April 23, 2025: In honor of national poetry month, MyhometownBronxville.com is featuring poems every week of April written by Bronxville poets. Below is a poem by Bronxville resident Majorie Mir.
KATE DOUGLAS WIGGIN WEAVES HER WEB ABETTED BY AUNT MARGARET
Until then,
the fates of Andersen’s tin soldier
and his love, the paper dancer,
were all I knew of tragic endings.
Until the day I followed Sheila
to an unsuspected upstairs room
where we found, to my surprise,
her Great-Aunt Margaret,
large, smiling, seated in an armchair.
She asked us did we want to hear a story.

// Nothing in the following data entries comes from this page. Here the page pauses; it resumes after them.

PR #415, opened 2018-12-07
Allow users to generate Workspace History in Cut and Slice windows

### LINKED ISSUE #385: Command History
There is a requirement for generating a script from a workspace so that a process can easily be repeated using the command line. 

This can be done using the mantid workspace history - a script can be generated using the `GeneratePythonScript` algorithm. This creates a script from all the algorithms executed on a workspace, including the mslice-specific algorithms `Cut`, `Slice`, and `MakeProjection`. 

Problems to solve:
- There are naming conflicts between the commands in `_mslice_commands` and the algorithm - when reading the history it thinks `Slice` refers to the command when it refers to the algorithm.
- There is currently an issue within mantid where `PropertyManagerProperty` cannot be read back from its string representation (which is used in the generated python script). Since `PropertyManagerProperty` is used in the mslice algorithms to represent an axis, these currently do not work. Attempting to run a generated script gives an error `Invalid value for property... Error setting value from string`.
- `GeneratePythonScript` doesn't like how mslice uses workspace pointers for everything, so the generated script contains stuff like `InputWorkspace=\'__TMP00000000201A48C0\'`
- There _might_ be things in the mslice commands which need to be done that aren't in the algorithm (so won't be repeated using a generated script). 

In addition, it would be nice to have a feature for saving the appearance of plots. Investigate available matplotlib features to achieve this. This could be wrapped alongside `GeneratePythonScript`
in a new command, or they could just run seperately.

aybamidele:
Description of work.
I have included menu buttons to allow users generate workspace history.
The script allows for intensity and intensity lines added to a plot after loading to be generated without the gui.

Things not yet accounted for: Zoom, CIF files for slices. The axes grid checkboxes are not ticked in the plot options if they were selected in the gui.
It is also important to note that `ax = ax.intensity_plot()` must be used this way since the original axis is cleared to perform an intensity plot. This makes the order of the statements important. For example, using the mesh object with this new axis does not work well to change the colorbar properties and using the old axis will not update labels (for example) if an intensity plot has been made.
Example of a generated Slice:

```python
# Python Script Generated by Mslice on 2019-01-28 10:18:18.514000
import matplotlib.colors as colors
import mslice.cli as mc

ws = mc.Load(Filename=r'C:/Users/qzp95127\MAR21335_Ei60.00meV.nxs', OutputWorkspace='MAR21335_Ei60.00meV')
slice_ws = mc.Slice(ws)

fig = plt.gcf()
ax = fig.add_subplot(111, projection='mslice')
mesh = ax.pcolormesh(slice_ws, cmap='viridis', intensity='gdos', temperature=88.0)
mesh.set_clim(0.088, 376.866578324)
mesh.set_norm(colors.LogNorm(0.088, 376.866578324))
cb = plt.colorbar(mesh, ax=ax)
cb.set_label('Intensity (arb. units)8', labelpad=20, rotation=270, picker=5)
ax.set_title('MAR21335_Ei60.00meV8')
ax.set_ylabel('Energy Transfer (meV)8')
ax.set_xlabel('$|Q|$ ($\mathrm{\AA}^{-1}$)8')
ax.grid(True, axis='y')
ax.grid(True, axis='x')
ax.set_ylim(bottom=-30.08, top=58.28)
ax.set_xlim(left=0.273568, right=11.03518)
ax.recoil(workspace='MAR21335_Ei60.00meV', element='Hydrogen', rmm=None)
ax.bragg(workspace='MAR21335_Ei60.00meV', element='Aluminium', cif=None)
ax.recoil(workspace='MAR21335_Ei60.00meV', element='Deuterium', rmm=None)
ax.recoil(workspace='MAR21335_Ei60.00meV', element='Helium', rmm=None)
ax.recoil(workspace='MAR21335_Ei60.00meV', element=None, rmm=8)
ax.bragg(workspace='MAR21335_Ei60.00meV', element='Copper', cif=None)
ax.bragg(workspace='MAR21335_Ei60.00meV', element='Niobium', cif=None)
ax.bragg(workspace='MAR21335_Ei60.00meV', element='Tantalum', cif=None)
mc.Show()
```

Example of a generated Cut
```Python
# Python Script Generated by Mslice on 2019-01-30 12:08:09.443000
import mslice.cli as mc

ws = mc.Load(Filename=r'C:/Users/qzp95127\MAR21335_Ei60.00meV.nxs', OutputWorkspace='MAR21335_Ei60.00meV')
fig = plt.gcf()
ax = fig.add_subplot(111, projection='mslice')

cut_ws_0 = mc.Cut(ws, CutAxis='|Q|, 0.0, 11.0, 1.0', IntegrationAxis='DeltaE, -1.0, 0.0, 0.0', NormToOne=True)
ax.errorbar(cut_ws_0, x_units='|Q|', label='MAR21335_Ei60.00meV -1.00<E<0.00', color='blue', marker='o', ls='-', lw='1.0', intensity_range=(None, None))

cut_ws_1 = mc.Cut(ws, CutAxis='|Q|, 0.0, 11.0, 1.0', IntegrationAxis='DeltaE, 0.0, 1.0, 0.0', NormToOne=True)
ax.errorbar(cut_ws_1, x_units='|Q|', label='MAR21335_Ei60.00meV 0.00<E<1.00', color='green', marker='o', ls='-', lw='1.0', intensity_range=(None, None))

ax.set_title('1')
ax.set_ylabel('Signal/#Events1')
ax.set_xlabel('$|Q|$ ($\mathrm{\AA}^{-1}$)1')
ax.grid(True, axis='y')
ax.grid(True, axis='x')
ax.set_ylim(bottom=0.01, top=1.21)
ax.set_xlim(left=0.01, right=12.01)
mc.Show()
```

**To test:**
Open MSlice and perform various data manipulations. In file, select generate script. Run the script.

Fixes #385 .


mslice/scripting/__init__.py
```diff
@@ -0,0 +1,13 @@
+from mantid.simpleapi import GeneratePythonScript
+from mslice.models.workspacemanager.workspace_provider import get_workspace_handle
+from mslice.util.qt import QtWidgets
+
+
+def generate_script(plot_window, ws_name, filename):
+    if filename is None:
+        path = QtWidgets.QFileDialog.getSaveFileName(plot_window, 'Save File', '', 'Python (.py)')
+        if path is u'':
+            raise RuntimeError("save_file_dialog cancelled")
```
martyngigg: I don't think we should raise an exception in this case. If the user cancelled the dialog then we should just return and let them carry on.

mslice/scripting/__init__.py
```diff
@@ -0,0 +1,13 @@
+from mantid.simpleapi import GeneratePythonScript
+from mslice.models.workspacemanager.workspace_provider import get_workspace_handle
+from mslice.util.qt import QtWidgets
+
+
+def generate_script(plot_window, ws_name, filename):
```
martyngigg: Maybe make `filename=None` a default to make clear it's optional?

mslice/scripting/__init__.py
```diff
@@ -0,0 +1,13 @@
...
+    if filename is None:
+        path = QtWidgets.QFileDialog.getSaveFileName(plot_window, 'Save File', '', 'Python (.py)')
+        if path is u'':
```
martyngigg: It is slightly more pythonic to have an empty string check like:

```
if not path:
```

https://stackoverflow.com/questions/9573244/most-elegant-way-to-check-if-the-string-is-empty-in-python

mslice/scripting/__init__.py
martyngigg: Also the more standard matplotlib terminology would be `figure` so maybe use that as an argument name?

martyngigg:
Following our brief offline discussion we settled on:
```
# Python Script Generated by Mslice on 2019-01-24 09:04:09.460483
import mslice.cli as mc

ws = mc.Load(Filename='/home/dmn58364/mslice/MAR21335_Ei60.00meV.nxs', OutputWorkspace='MAR21335_Ei60.00meV')
slice_ws = mc.Slice(ws)

fig = plt.gcf()
ax = fig.add_subplot(111, projection='mslice')

mesh = ax.pcolormesh(slice_ws, cmap='viridis', intensity='s(q,e)', temperature=33)
cb = plt.colorbar(mesh, ax=ax)
cb.set_label('Intensity (arb. units)', labelpad=20, rotation=270, picker=5)

# def recoil(workspace, element=None, rmm=None)
# def bragg(workspace, element=None, cif=None)

ax.recoil(workspace=slice_ws, element="Hydrogen")
ax.recoil(workspace=slice_ws, rmm=20)

ax.bragg(workspace=slice_ws, element="Hydrogen")

mc.Show()
```
as an idea of all of the pieces.

mslice/scripting/helperfunctions.py
```diff
@@ -0,0 +1,138 @@
...
+
+    script_lines.append('ax.set_ylim(bottom={}, top={})\n'.format(*plot_handler.y_range)
+                        if plot_handler.is_changed('y_range') else '')
+    script_lines.append('ax.set_xlim(left={}, right={})\n'.format(*plot_handler.x_range)
+                        if plot_handler.is_changed('x_range') else '')
+
+
+def add_overplot_statements(script_lines, plot_handler):
+    ax = plot_handler._canvas.figure.gca()
+    line_artists = [artist for artist in ax.get_children() if isinstance(artist, Line2D)]
```
martyngigg: The lines are all stored in the `ax.lines` attribute so we can avoid having to do this loop here.

mslice/scripting/helperfunctions.py
```diff
@@ -0,0 +1,138 @@
...
+
+    for line in line_artists:
+        label = line._label
+        key = 1 if label == 'Hydrogen' else 2 if label == 'Deuterium' else 4 if label == 'Helium' else label
```
martyngigg: I'm a little concerned at the duplication of information having this hard-coded here. The [labels.py](https://github.com/mantidproject/mslice/blob/96e7167a0510fcfef70c60e59e9aa8f7151ca0c6/mslice/models/labels.py#L7) module currently has some information about this. Perhaps we should centralize this stuff by adding methods to the label module such as `get_recoil_label_key`?

mslice/scripting/helperfunctions.py
```diff
@@ -0,0 +1,138 @@
...
+        rmm = int(label.split()[-1]) if "Relative" in label else None
+        element = label if rmm is None else None
+        recoil = True if rmm is not None or key in [1, 2, 4] else False
+
+        if recoil:
+            if element is None:
+                script_lines.append(
+                    'ax.recoil(workspace=\'{}\', element={}, rmm={})\n'.format(
```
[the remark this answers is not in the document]
aybamidele: The difference was the quotation marks around the parentheses we want the element names to be strings. I felt like leaving it the other way would make the two ways of adding recoil lines obvious to the users. I have changed it already.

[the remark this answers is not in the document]
martyngigg: I think we are better going with showing the minimal required in this case as I think users will think you would always have to pass `None`.

martyngigg:
I was just testing the slicing again and it looks like the script doesn't take into account if I change anything on the original workspace manager screen. Anything like `from`, `to` & `step` don't seem to be taken into account in the genrated script.

aybamidele:
@martyngigg I've pushed the latest work I've got so far. A lot of tests have failed. I'll be looking at them later.

aybamidele:
@martyngigg It looks as though the fix we had in mind for script regeneration might be more convoluted than expected. I'm going to branch off this as it's in a reviewable state and continue the work in the new branch.

mslice/scripting/helperfunctions.py
```diff
@@ -0,0 +1,217 @@
...
+    return script_lines
+
+
+def add_slice_plot_statements(script_lines, plot_handler):
+    slice = plot_handler._slice_plotter_presenter._slice_cache[plot_handler.ws_name]
+    momentum_axis = str(slice.momentum_axis)
+    energy_axis = str(slice.energy_axis)
+    norm = slice.norm.vmin == 0.0 and slice.norm.vmax == 1.0
+
+    script_lines.append('slice_ws = mc.Slice(ws, Axis1=\'{}\', Axis2=\'{}\', NormToOne={})\n\n'.format(
```
martyngigg: Just a note that in Python you can mix `"` and `'` for strings so here you could do
```script_lines.append("slice_ws = mc.Slice(ws, Axis1='{}', Axis2='{}', NormToOne={})\n\n".format(```
to avoid having to escape the quotes `'`, which I think would improve readability.

This is true in multiple places in this file I think.

File: mslice/scripting/helperfunctions.py [hunk 8]
```diff
@@ -0,0 +1,217 @@
...
+        momentum_axis, energy_axis, norm))
+    script_lines.append('fig = plt.gcf()\n')
+    script_lines.append('ax = fig.add_subplot(111, projection=\'mslice\')\n')
+
+    if plot_handler.default_options['intensity'] is True:
```
martyngigg: It is good practice to extract frequently accessed objects into their own variables as it reduces duplication, improves readability by giving the object a name and increase performance by reducing redundant work. Here for example we access `plot_handler.default_options` multiple times so it would make sense to extract this into a local variable `default_options` and use this.

A similar argument `plot_handler._slice_plotter_presenter` and the `slice_cache` can be made within this function I think.

mslice/scripting/helperfunctions.py
```diff
@@ -0,0 +1,217 @@
...
+            script_lines.append(
+                'mesh = ax.pcolormesh(slice_ws, cmap=\'{}\', intensity=\'{}\')\n'.format(
+                    plot_handler._slice_plotter_presenter._slice_cache[plot_handler.ws_name].colourmap, intensity))
+    else:
+        script_lines.append(
+            'mesh = ax.pcolormesh(slice_ws, cmap=\'{}\')\n'.format(
+                plot_handler._slice_plotter_presenter._slice_cache[plot_handler.ws_name].colourmap))
+
+    script_lines.append('mesh.set_clim({}, {})\n'.format(*plot_handler.colorbar_range))
+    script_lines.append(
```
martyngigg: It is not always best to opt for the most succinct way expressing things in code. This line is a little difficult to parse due to the multiple uses of the ternary operator. I think something like
```python
if plot_handler.colorbar_log:
    min, max = plot_handler.colorbar_range[0], plot_handler.colorbar_range[1]
    min = max(min, LOG_SCALE_MIN):
```
would be more readable.

mslice/cli/projection_functions.py
```diff
@@ -1,46 +1,108 @@
...
+        plot_handler = cur_canvas.manager.add_cut_plot(presenter, workspace.name.rsplit('_', 1)[0])
+        plot_handler.save_default_options()
+    cur_fig.canvas.draw()
 
-def PlotSliceMsliceProjection(InputWorkspace, IntensityStart="", IntensityEnd="", Colormap=DEFAULT_CMAP):
+    return axes.lines
+
+
+@plt.set_category(plt.CATEGORY_SLICE)
+def PlotSliceMsliceProjection(axes, workspace, *args, **kwargs):
```
martyngigg: These function names don't really follow are naming conventions. They're not commands themselves so I think something like `errorbar` and `pcolormesh` would be fine names for these in a similar way that they are named in `mantid.plots.plotfunctions`. PyCharm rename should be able to help with this.

mslice/scripting/helperfunctions.py
```diff
@@ -0,0 +1,217 @@
+from datetime import datetime
```
martyngigg: Can we add some doccumentation to these functions?

mslice/scripting/helperfunctions.py
```diff
@@ -0,0 +1,217 @@
...
+            index = script_lines.index(line)
+            return script_lines[index:]
+
+
+def header(plot_handler):
+    from mslice.plotting.plot_window.cut_plot import CutPlot
+    from mslice.plotting.plot_window.slice_plot import SlicePlot
+    statements = ['# Python Script Generated by Mslice on {}\n'.format(datetime.now().replace(microsecond=0))]
+
+    for package in PACKAGES:
```
martyngigg: I find this loop a little difficult to read as we have lots of `nots` and `continues`. Should we consider keeping two lists of packages: a base list that is always used and a second list where we can first check the handler and then pull in from the list without needing a loop?

mslice/scripting/helperfunctions.py
aybamidele: @martyngigg I made these changes in the branch I made off this one. Do I just do it again here again?

mslice/scripting/helperfunctions.py
aybamidele: @martyngigg Wouldn't we need a loop for the base list?

mslice/scripting/helperfunctions.py
martyngigg: Ah I see. No that's okay. I hand't looked at the other one yet.

mslice/scripting/helperfunctions.py
martyngigg: I was thinking of something like
```python
statements.append('\n'.join(COMMON_PACKAGES))
if ...test for whether we have log color bar...:
   statements.append(MPL_COLORS_IMPORT)
if we need numpy:
   statements.append(NUMPY_IMPORT)
```
where `COMMON_PACKAGES` is just a list of import line strings.

mslice/presenters/cut_widget_presenter.py
```diff
@@ -96,7 +96,7 @@ def _set_minimum_step(self, workspace, axis):
         self._cut_view.set_minimum_step(self._minimumStep[axis[0]])
 
     def workspace_selection_changed(self):
-        if self._previous_cut is not None and self._previous_axis is not None:
+        if self. _previous_cut is not None and self._previous_axis is not None:
```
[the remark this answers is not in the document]
aybamidele: @mducle Yes, it shouldn't. I thought I removed it last week actually. I'll sort it out.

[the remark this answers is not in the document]
martyngigg: I'm surprised this doesn't produce a syntax error in Python. Do we not have a test that would cover this?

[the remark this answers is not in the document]
aybamidele: We do.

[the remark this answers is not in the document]
martyngigg: If we have a test how come it didn't fail?

mslice/cli/helperfunctions.py
```diff
@@ -4,6 +4,68 @@
...
+    'chi_mag': 'chi_magnetic',
+    'xsec': 'd2sigma',
+    'symm': 'symmetrised',
+    'gdos': 'gdos',
+}
+
+
+def _update_legend():
+    plot_handler = GlobalFigureManager.get_active_figure()._plot_handler
+    plot_handler.update_legend()
```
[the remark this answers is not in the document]
aybamidele: I am unable to reproduce this error, @mducle 
Could I have access to the same file? Or perhaps you could try again when I push to github again?

mslice/presenters/cut_widget_presenter.py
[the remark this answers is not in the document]
aybamidele: I am unable to reproduce the error and it seems to work as expected. Could you send me the steps you took?

mslice/cli/helperfunctions.py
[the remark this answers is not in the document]
mducle: I'll try it again when you've pushed to github... I can't seem to upload the file to github but it's on my folder on: \\Olympic\Babylon5\Public\duc\

mslice/presenters/cut_widget_presenter.py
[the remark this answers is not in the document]
mducle: @aybamidele you're right... it's still all working as it should (on the latest version of this branch)... sorry I think I was confusing this with something else (not sure what now)...

mslice/scripting/helperfunctions.py
```diff
@@ -0,0 +1,217 @@
...
+def add_cut_lines(script_lines, plot_handler):
+    cut = plot_handler._cut_plotter_presenter._cut_cache[plot_handler.ws_name]
+    errorbars = plot_handler._canvas.figure.gca().containers
+    add_cut_lines_with_width(errorbars, script_lines, cut)
+
+
+def add_cut_lines_with_width(errorbars, script_lines, cut):
+    integration_start = cut.integration_axis.start
+    integration_end = cut.integration_axis.end
+    cut_start, cut_end = integration_start, min(integration_start + cut.width, integration_end)
```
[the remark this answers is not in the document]
aybamidele: I have done this by modifying the width setter for the Cut object

mslice/cli/helperfunctions.py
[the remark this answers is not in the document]
mducle: Ok... This is very weird - so when I run the script externally, e.g. with: 

```
mantidpython test1.py
```

it works fine (PS - you can just use an input file you have rather than the one I used - it doesn't matter which file it is for this error).

However, when I try to run the file within Mantidplot or within the IPython console, using e.g.

```
import test1
```

it fails with the `plot_handler` = `None` problem. The same error occurs if I type all the commands into the IPython console, or if I run the file from the Python script window in MantidPlot (accessible using `F3`) in Mantidplot *after* I start the MSlice interface. If I run the file from the script window in MantidPlot *before* starting the MSlice interface it works fine...

So I think there is something in the MSlice GUI initialisation which is causing the problem...

mslice/cli/projection_functions.py
```diff
@@ -1,46 +1,108 @@
...
 
     # slice cache needed from main slice plotter presenter
     if is_gui():
         cli_slice_plotter_presenter._slice_cache = app.MAIN_WINDOW.slice_plotter_presenter._slice_cache
-    cli_slice_plotter_presenter.change_intensity(workspace.name, IntensityStart, IntensityEnd)
-    cli_slice_plotter_presenter.change_colourmap(workspace.name, Colormap)
-    quadmesh = cli_slice_plotter_presenter.plot_from_cache(workspace)
+    else:
+        # Needed so the figure manager knows about the slice plot handler
+        create_slice_figure(workspace.name[2:], get_slice_plotter_presenter())
```
mducle: So the issue with the plot having no `plot_handler` for the generated CLI commands when executed in the GUI comes from this part here. The `plot_handler` reference is only created in this call to `create_slice_figure` which is not run if `is_gui` is `True`. I suggest changing line 72 to:

```
    if is_gui() and GlobalFigureManager.get_active_figure()._plot_handler is not None:
```

aybamidele: Ah I see. I'm looking into it now

aybamidele: Yes I was able to reproduce the error. And this fixes it. Thank you.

We did and sat on either arm.
The one she chose,
The Bird’s Christmas Carol,
began happily enough in a nursery,
among the Birds, a boisterous family,
but, true to Victorian tradition,
Carol, the cherished, youngest child,
born on Christmas day, must die.
Startled, struggling against tears,
I wanted and did not want
the story to go on.
She closed the book,
saying she would read more
another time.
It never came.
Alone, a few years later,
I read the book again
sitting in our yard,
this time allowed the tears
full vent, learning there is luxury,
even pleasure to be had
in crying over books.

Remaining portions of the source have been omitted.